Alysa Stanton (born August 2, 1963) is an American Reform rabbi, and the first African American female rabbi. Ordained on June 6, 2009, in August 2009 she began work as a rabbi at Congregation Bayt Shalom, a small majority-white synagogue in Greenville, North Carolina, making her the first African American rabbi to lead a majority-white congregation. Stanton converted to Judaism at age 24 and first studied and worked as a psychotherapist.

==Early life and education==
Stanton was born in Cleveland, Ohio, and moved to Denver, Colorado, with her family at the age of 11. Although raised in the Church of God in Christ, when she was 24 Stanton converted to Judaism after considering several Eastern religions. She has said she was "born Jewish—just not to a Jewish womb". She earned her BA in psychology in 1988, an MA in education in 1992, from Colorado State University.

==Career==
In her first career, Stanton was a psychotherapist. She specialized in grief counseling, and was asked to speak to people in Columbine after the 1999 high school massacre. Before preparing for the rabbinate, she sought to become a cantor, but heard that Jewish leadership positions were not available to women. When she finally saw a female cantor, she decided to pursue the studies necessary to become a rabbi.

Stanton graduated from Hebrew Union College-Jewish Institute of Religion, a Reform Jewish seminary. She has said that she is not concerned with being the first Black woman to become a rabbi, "I try not to focus on being the first. I focus on being the best—the best human being, the best rabbi I can be." "If I were the 50,000th, I'd still be doing what I do.... Me being first was just the luck of the draw."

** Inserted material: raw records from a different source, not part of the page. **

PR #15768, opened 2015-06-12
Library Checker

Colin-Lane:
@leogrim @yingjieMiao


kifi-backend/modules/shoebox/app/com/keepit/integrity/LibraryChecker.scala
```diff
@@ -49,91 +57,131 @@ class LibraryChecker @Inject() (
...
+      case failure => failure
+    }
+  }
+
+  private def updateLibrary(id: Id[Library], mutator: Library => Library) = retry(3) {
+    db.readWrite { implicit session =>
+      /* Since we can be processing hundreds of libraries, the library can be out of date by the time we get to actually updating it with our plugin.
+      Do not overwrite new data with old; Instead just refetch the library and update it. */
+      libraryRepo.save(mutator(libraryRepo.get(id)))
+    }
```
yingjieMiao: `retry` seems to be an overkill here. if this batch really failed, next back (in a minute or so) will retry it anyway. And it's very unlikely this block can fail.

Colin-Lane: My goal was not to retry the whole check, but to avoid a single failure from forcing us to have to rerun the entire check. This way we do not fall behind when a single entry fails to update, but rather we try more than once. Thoughts?

kifi-backend/modules/shoebox/app/com/keepit/integrity/LibraryChecker.scala
```diff
@@ -49,91 +57,131 @@ class LibraryChecker @Inject() (
...
-      val allLibraryIds = libraryMap.keySet
-      val latestKeptAtMap = keepRepo.latestKeptAtByLibraryIds(allLibraryIds)
-      val numKeepsByLibraryMap = allLibraryIds.grouped(100).map { keepRepo.getCountsByLibrary(_) }.foldLeft(Map.empty[Id[Library], Int]) { case (m1, m2) => m1 ++ m2 } // grouped to be more friendly with cache bulkget
-      (libraryMap, latestKeptAtMap, numKeepsByLibraryMap)
+  def max(seq: Seq[Long]): Option[Long] = {
+    seq.isEmpty match {
+      case true => None
+      case false => Some(seq.reduceLeft((x, y) => if (x > y) x else y))
     }
+  }
```
yingjieMiao, line 67: you don't really need this customized function. Our seqNum has comparison method. 
c.f. `val highestSeq = keeps.map { _.seq }.max` in the class `SuggestedSearchTermUpdater`.

Colin-Lane, line 67: I did not see that SequenceNumber was Ordered. I will fix this.

kifi-backend/modules/shoebox/app/com/keepit/integrity/LibraryChecker.scala
yingjieMiao: Our current pattern for these plugin batch methods do not bother 'single point failure'. If one point fails, whole batch fails. And I rarely see "single point failures" in these plugins (except `UriIntegrityPlugin` which does too much tricky things). The operations here should be fairly straightforward. We have a few places in our code base have something like

```
db.readWrite(3){   }
```

This will automatically retry for you. In general, we only specify retry number only in desperate cases.

kifi-backend/modules/shoebox/app/com/keepit/integrity/LibraryChecker.scala
```diff
@@ -49,91 +57,131 @@ class LibraryChecker @Inject() (
...
+      (nextSeqNum, librariesNeedingUpdate, newLibraryKeepCount, latestKeptAtMap)
+    }
+    // sync library lastKept with most recent keep.lastKept
+    librariesNeedingUpdate.foreach {
+      case (libraryId, library) =>
+        latestKeptAtMap(libraryId) match {
+          case Some(keepKeptAt) => library.lastKept match {
+            case None =>
+              updateLibrary(libraryId, _.copy(lastKept = Some(keepKeptAt))) match {
+                case Success(success) => // success
```
yingjieMiao: I suggest not use a `try` block. This makes the following code cluttered with pattern matching on `Success` and `Failure`. We usually use a `try` block for some well-known-and-hard-to-eliminate problems. As I mentioned earlier, the operation here is almost trivial. Unless we really have experienced problems in production,  `Try` seems an overkill for me.

kifi-backend/modules/shoebox/app/com/keepit/integrity/LibraryChecker.scala
Colin-Lane: Excellent point. I will just remove the retry logic.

In August 2009, Stanton became the rabbi of Congregation Bayt Shalom, a small majority-white synagogue in Greenville, North Carolina, making her the first African American rabbi to lead a majority-white congregation. The congregation's president said that the fact that Stanton is African-American and a woman had nothing to do with the decision to hire her: "I'm very proud of my community. [Stanton's being a woman or being Black] never came up in conversation. Obviously, we all know that's unusual but when she got on the pulpit during her visit, it was totally comfortable." In 2011, the congregation decided not to renew her contract, which expired July 31, 2011.